=== Section Start ===

PR #126, opened 2019-04-03
0.36.0 changes

seanyesmunt:
### Before you look at the diff count...
- Most of these additions are in `flow-typed/npm/` and can be ignored. They come from https://github.com/flow-typed/flow-typed and are auto-generated.
- Most of the other types inside `flow-typed` existed before, but have been checked to match the api in 0.36.0
- The largest actual additions are in `flow-typed/Claim` and `flow-typed/Lbry`

### PR Notes
- Besides the api changes, I went a little crazy with the current Flow setup but even in it's half-finished state, it's so much nicer than what we have currently.
- There are response types for every `Lbry` method.
  - Ideally these would be used automatically but that will be a bit more work.
  - For now you can do `Lbry.status().then((status: StatusResponse) => ...)` and `StatusResponse` will match the response returned from the SDK. Every method with a usable response should have a type that matches the same pattern, ex: `Lbry.claim_list` => `ClaimListResponse`
  - To use them in your project, you need to add a line to your `.flowconfig` like I did here https://github.com/lbryio/lbry-desktop/pull/2407/files#diff-a9d0201e8c5bdc946e54218bb9206174R7

### Breaking changes
- `claim_list_mine` is now `claim_list`
- `claim_tip` is now `support_create`
  - We were already doing this under the hood, but now the method called will actually match the value passed to the sdk
- `doFetchClaimCountByChannel` is removed.
  - The claim count is returned and saved when `resolve` is called with a channel
  - https://github.com/lbryio/lbry-redux/pull/126/files#diff-eaffe64d0c2a6b76072de5084117ddf4R59
- Now only using rollup instead of webpack
  - It was a pain trying to get both to work, rollup is much more preferrable for code splitting.
  - The only changed required to use rollup is: https://github.com/lbryio/lbry-desktop/blob/master/webpack.base.config.js#L98

There are a lot of breaking changes related to the data returned, but those should be the only differences re/ calling methods in `lbry-redux`


.eslintrc.json
```diff
@@ -1,19 +1,14 @@
 {
```
seanyesmunt: We moved the desktop repo over to the same (kinda) rules that spee.ch is using. Keeping this in line with those.

src/redux/selectors/claims.js
```diff
@@ -295,24 +352,25 @@ export const makeSelectRecommendedContentForUri = uri =>
...
+    (claim: ?ChannelClaim, claimsById: { [string]: ChannelClaim | StreamClaim }) => {
+      if (!claim) {
+        return null;
+      }
 
-    return channelName && channelClaimId
-      ? buildURI({ channelName, claimId: channelClaimId }, includePrefix)
-      : null;
-  });
+      // TODO: finish this
```
seanyesmunt: Will finish this when I complete the app changes

seanyesmunt:
@tzarebczan If you want, feel free to check this over too. And leave a comment if you think a certain type will change.

flow-typed/Claim.js
```diff
@@ -0,0 +1,97 @@
...
+};
+
+declare type ChannelMetadata = GenericMetadata & {
+  public_key: string,
+  cover_url?: string,
+  contact_email?: string,
+  homepage_url?: string,
+};
+
+declare type StreamMetadata = GenericMetadata & {
```
tzarebczan: Stream will also include the media type data, and have it's own section for the source information: https://github.com/lbryio/types/blob/master/v2/proto/claim.proto#L20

=== Section End ===

TRY IT
Reproduce only this range: the first line of the data above through the line with "- Most of these", both included, exactly as written.

OUTPUT FOR THIS EXERCISE
PR #126, opened 2019-04-03
0.36.0 changes

seanyesmunt:
### Before you look at the diff count...
- Most of these additions are in `flow-typed/npm/` and can be ignored. They come from https://github.com/flow-typed/flow-typed and are auto-generated.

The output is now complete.